[TASK GOAL] Look through the listing below, find every line with the string "PluginExecutorConfig", and copy it.

[AVAILABLE DATA]
※
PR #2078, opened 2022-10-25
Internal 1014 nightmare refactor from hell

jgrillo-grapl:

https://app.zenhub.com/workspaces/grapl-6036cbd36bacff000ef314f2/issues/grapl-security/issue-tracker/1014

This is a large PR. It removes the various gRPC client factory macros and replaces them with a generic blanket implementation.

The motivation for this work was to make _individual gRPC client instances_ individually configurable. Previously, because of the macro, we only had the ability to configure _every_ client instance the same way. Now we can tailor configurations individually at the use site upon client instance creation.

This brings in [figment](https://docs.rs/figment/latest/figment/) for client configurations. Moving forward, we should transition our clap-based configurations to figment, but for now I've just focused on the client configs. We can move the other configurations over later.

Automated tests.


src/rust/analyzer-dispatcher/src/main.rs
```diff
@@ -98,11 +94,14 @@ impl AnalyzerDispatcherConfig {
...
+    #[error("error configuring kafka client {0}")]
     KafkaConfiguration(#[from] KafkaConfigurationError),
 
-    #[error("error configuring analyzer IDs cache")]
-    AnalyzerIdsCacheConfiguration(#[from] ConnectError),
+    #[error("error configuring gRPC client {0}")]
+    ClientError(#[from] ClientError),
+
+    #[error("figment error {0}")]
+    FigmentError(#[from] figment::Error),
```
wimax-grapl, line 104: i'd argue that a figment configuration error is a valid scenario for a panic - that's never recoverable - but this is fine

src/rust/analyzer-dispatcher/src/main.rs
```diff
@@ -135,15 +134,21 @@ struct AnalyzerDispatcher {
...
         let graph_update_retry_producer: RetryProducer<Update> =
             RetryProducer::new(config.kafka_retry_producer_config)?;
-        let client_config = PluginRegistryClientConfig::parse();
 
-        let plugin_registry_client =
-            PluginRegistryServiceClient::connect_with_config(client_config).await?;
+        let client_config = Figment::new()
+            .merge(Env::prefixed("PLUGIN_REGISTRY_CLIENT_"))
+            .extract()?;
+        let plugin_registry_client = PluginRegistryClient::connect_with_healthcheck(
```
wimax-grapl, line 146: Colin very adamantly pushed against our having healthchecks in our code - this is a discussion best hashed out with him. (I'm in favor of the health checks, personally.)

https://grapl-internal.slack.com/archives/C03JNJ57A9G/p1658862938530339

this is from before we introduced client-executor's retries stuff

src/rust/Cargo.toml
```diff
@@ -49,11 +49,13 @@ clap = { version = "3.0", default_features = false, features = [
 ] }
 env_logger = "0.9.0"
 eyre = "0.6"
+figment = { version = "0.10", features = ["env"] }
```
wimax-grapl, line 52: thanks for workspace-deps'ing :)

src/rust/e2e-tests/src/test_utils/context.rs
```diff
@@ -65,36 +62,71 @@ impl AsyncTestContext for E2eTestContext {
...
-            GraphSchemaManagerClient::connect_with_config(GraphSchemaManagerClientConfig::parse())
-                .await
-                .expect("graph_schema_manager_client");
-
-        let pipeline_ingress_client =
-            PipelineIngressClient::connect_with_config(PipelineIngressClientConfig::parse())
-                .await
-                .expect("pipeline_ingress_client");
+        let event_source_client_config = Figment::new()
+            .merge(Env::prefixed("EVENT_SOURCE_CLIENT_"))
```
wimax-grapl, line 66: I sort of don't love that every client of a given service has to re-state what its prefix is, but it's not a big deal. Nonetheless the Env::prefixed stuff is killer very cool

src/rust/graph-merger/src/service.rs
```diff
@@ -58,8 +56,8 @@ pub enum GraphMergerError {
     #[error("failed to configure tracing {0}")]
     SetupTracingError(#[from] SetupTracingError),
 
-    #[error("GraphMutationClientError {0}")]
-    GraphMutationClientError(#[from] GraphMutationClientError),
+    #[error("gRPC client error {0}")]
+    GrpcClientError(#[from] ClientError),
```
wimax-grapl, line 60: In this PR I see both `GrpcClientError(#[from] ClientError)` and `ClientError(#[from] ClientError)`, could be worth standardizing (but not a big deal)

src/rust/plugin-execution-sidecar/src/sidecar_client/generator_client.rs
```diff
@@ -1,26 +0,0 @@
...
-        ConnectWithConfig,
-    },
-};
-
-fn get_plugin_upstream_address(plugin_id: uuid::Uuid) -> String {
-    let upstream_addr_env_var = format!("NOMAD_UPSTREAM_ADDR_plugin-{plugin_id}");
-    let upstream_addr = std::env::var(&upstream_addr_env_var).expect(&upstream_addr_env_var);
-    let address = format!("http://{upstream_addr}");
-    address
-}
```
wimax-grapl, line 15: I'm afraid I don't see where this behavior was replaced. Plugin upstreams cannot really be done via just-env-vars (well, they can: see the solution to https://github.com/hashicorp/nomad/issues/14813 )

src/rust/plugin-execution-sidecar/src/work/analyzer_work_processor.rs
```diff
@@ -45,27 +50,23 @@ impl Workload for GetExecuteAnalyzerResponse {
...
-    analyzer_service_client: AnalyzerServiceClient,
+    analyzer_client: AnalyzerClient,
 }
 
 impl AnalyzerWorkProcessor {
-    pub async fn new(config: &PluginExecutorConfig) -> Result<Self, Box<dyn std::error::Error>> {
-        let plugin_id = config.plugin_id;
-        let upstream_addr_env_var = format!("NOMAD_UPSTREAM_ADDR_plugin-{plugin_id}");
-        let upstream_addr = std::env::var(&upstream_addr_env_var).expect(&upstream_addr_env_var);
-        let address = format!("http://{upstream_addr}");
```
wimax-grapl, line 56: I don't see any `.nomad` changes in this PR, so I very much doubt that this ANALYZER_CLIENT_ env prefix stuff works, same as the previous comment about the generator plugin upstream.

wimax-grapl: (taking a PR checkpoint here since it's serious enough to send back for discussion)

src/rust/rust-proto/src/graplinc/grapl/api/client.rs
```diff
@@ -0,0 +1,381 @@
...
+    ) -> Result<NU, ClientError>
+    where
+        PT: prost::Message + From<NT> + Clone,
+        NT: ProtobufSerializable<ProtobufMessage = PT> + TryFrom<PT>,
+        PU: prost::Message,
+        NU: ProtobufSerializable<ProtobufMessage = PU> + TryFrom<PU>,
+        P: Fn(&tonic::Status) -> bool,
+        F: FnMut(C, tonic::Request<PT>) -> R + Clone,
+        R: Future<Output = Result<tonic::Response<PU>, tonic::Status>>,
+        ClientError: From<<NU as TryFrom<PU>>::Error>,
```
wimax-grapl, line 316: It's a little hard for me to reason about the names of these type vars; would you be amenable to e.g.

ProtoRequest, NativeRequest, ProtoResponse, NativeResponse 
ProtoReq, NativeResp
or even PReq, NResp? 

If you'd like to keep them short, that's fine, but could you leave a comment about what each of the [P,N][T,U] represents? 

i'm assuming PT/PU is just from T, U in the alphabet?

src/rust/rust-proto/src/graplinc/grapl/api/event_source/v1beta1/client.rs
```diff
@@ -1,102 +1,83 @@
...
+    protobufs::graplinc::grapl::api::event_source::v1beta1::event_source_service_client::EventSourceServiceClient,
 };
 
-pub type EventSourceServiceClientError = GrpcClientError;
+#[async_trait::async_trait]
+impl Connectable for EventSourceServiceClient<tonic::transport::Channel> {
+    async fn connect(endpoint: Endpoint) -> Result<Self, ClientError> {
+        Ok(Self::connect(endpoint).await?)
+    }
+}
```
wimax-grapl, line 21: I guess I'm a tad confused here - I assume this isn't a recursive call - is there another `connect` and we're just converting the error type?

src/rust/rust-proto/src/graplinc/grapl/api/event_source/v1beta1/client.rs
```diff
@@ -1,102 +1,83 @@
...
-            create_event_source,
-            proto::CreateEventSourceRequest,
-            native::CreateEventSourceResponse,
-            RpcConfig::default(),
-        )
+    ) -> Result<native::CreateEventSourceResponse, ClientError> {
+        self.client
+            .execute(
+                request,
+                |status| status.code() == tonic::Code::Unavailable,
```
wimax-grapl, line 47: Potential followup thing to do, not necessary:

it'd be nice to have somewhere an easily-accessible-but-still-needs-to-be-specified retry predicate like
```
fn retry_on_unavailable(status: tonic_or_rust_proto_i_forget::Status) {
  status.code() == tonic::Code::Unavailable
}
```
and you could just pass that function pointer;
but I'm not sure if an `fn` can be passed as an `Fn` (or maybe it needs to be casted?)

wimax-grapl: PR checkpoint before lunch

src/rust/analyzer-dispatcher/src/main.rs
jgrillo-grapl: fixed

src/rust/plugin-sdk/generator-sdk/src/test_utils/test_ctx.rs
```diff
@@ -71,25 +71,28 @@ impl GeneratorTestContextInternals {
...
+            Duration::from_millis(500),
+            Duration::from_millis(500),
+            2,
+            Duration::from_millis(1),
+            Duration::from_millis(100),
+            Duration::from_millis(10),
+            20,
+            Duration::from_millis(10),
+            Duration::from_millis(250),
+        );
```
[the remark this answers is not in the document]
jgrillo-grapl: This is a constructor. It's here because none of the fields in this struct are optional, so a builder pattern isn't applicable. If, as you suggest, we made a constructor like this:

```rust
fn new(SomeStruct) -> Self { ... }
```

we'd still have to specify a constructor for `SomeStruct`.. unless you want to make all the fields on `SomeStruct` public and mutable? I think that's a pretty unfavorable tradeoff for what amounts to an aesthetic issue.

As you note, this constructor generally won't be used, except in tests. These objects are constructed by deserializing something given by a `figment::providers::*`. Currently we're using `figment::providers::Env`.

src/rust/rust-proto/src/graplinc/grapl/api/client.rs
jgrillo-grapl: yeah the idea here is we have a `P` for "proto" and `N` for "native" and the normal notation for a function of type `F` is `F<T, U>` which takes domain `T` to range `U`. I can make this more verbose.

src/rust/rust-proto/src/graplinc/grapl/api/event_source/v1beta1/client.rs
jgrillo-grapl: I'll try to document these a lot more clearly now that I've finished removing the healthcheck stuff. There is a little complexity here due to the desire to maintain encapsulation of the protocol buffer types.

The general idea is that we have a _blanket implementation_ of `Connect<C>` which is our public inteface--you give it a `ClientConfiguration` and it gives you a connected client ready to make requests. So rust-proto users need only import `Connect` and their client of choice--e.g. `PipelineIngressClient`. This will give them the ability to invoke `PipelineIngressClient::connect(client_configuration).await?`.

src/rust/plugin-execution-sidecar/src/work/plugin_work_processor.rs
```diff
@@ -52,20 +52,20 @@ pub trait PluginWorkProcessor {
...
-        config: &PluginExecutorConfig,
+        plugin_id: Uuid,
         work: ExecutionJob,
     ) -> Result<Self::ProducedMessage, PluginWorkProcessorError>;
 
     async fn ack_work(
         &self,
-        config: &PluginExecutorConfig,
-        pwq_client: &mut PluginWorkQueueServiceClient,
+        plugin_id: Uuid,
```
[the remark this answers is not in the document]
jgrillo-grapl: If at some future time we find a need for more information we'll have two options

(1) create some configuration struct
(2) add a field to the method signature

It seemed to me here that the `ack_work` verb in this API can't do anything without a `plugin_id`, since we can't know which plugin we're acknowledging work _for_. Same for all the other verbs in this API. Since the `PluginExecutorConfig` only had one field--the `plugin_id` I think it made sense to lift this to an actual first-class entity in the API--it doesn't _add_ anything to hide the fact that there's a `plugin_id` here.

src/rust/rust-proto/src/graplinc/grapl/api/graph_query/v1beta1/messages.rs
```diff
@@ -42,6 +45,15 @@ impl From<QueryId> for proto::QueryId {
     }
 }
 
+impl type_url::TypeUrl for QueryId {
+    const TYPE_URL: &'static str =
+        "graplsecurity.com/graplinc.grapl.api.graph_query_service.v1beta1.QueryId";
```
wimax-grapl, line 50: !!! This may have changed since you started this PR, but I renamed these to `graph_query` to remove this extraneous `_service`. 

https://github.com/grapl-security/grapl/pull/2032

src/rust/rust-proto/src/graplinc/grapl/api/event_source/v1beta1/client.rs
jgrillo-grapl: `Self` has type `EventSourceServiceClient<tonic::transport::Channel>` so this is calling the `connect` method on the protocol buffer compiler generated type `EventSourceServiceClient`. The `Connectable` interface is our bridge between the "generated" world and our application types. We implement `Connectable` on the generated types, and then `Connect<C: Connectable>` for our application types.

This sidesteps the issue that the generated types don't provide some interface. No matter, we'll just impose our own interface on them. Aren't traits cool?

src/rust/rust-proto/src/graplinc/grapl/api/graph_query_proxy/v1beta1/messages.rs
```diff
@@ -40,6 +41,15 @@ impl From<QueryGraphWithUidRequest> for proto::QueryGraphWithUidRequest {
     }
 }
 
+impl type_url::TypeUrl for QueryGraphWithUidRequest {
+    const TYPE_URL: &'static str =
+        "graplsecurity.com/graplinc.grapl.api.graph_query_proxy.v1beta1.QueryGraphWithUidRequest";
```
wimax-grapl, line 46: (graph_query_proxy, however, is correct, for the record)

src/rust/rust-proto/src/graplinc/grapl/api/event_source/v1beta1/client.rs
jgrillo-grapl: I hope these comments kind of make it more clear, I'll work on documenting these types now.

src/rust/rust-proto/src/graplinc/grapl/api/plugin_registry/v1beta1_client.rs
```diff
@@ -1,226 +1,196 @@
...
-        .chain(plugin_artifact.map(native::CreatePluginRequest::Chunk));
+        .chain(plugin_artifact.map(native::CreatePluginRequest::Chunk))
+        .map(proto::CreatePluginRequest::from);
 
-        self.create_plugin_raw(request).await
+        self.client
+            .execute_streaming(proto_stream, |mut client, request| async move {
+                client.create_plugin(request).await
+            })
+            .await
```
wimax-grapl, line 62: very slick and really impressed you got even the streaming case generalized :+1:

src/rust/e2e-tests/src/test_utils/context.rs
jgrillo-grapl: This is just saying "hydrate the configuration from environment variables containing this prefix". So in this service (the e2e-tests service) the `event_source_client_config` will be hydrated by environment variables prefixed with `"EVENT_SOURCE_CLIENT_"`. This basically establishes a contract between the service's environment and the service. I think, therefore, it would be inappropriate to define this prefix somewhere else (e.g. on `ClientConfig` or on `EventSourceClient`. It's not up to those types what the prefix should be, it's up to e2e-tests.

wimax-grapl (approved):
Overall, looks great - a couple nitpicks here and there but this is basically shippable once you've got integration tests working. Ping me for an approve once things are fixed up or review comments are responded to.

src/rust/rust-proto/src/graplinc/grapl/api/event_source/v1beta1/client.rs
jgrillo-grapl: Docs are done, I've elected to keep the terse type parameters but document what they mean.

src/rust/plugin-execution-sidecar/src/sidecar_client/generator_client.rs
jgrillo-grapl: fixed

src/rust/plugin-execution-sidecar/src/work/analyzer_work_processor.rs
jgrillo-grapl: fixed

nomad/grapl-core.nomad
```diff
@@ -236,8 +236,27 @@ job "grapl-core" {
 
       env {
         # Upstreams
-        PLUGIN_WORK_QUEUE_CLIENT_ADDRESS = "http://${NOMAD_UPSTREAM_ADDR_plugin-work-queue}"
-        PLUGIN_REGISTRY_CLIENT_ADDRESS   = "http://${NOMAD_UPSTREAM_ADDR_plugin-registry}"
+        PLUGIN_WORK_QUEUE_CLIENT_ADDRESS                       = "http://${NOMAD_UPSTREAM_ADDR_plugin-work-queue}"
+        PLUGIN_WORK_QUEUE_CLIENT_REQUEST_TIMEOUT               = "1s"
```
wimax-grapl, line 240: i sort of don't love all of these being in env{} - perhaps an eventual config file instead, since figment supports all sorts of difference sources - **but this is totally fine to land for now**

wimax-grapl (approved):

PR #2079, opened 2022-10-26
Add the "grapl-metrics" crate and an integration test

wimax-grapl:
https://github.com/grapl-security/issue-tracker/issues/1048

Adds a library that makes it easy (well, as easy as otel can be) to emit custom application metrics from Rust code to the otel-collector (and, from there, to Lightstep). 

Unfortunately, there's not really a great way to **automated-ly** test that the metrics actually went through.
※
[FINAL ANSWER]
-    pub async fn new(config: &PluginExecutorConfig) -> Result<Self, Box<dyn std::error::Error>> {
-        config: &PluginExecutorConfig,
-        config: &PluginExecutorConfig,
It seemed to me here that the `ack_work` verb in this API can't do anything without a `plugin_id`, since we can't know which plugin we're acknowledging work _for_. Same for all the other verbs in this API. Since the `PluginExecutorConfig` only had one field--the `plugin_id` I think it made sense to lift this to an actual first-class entity in the API--it doesn't _add_ anything to hide the fact that there's a `plugin_id` here.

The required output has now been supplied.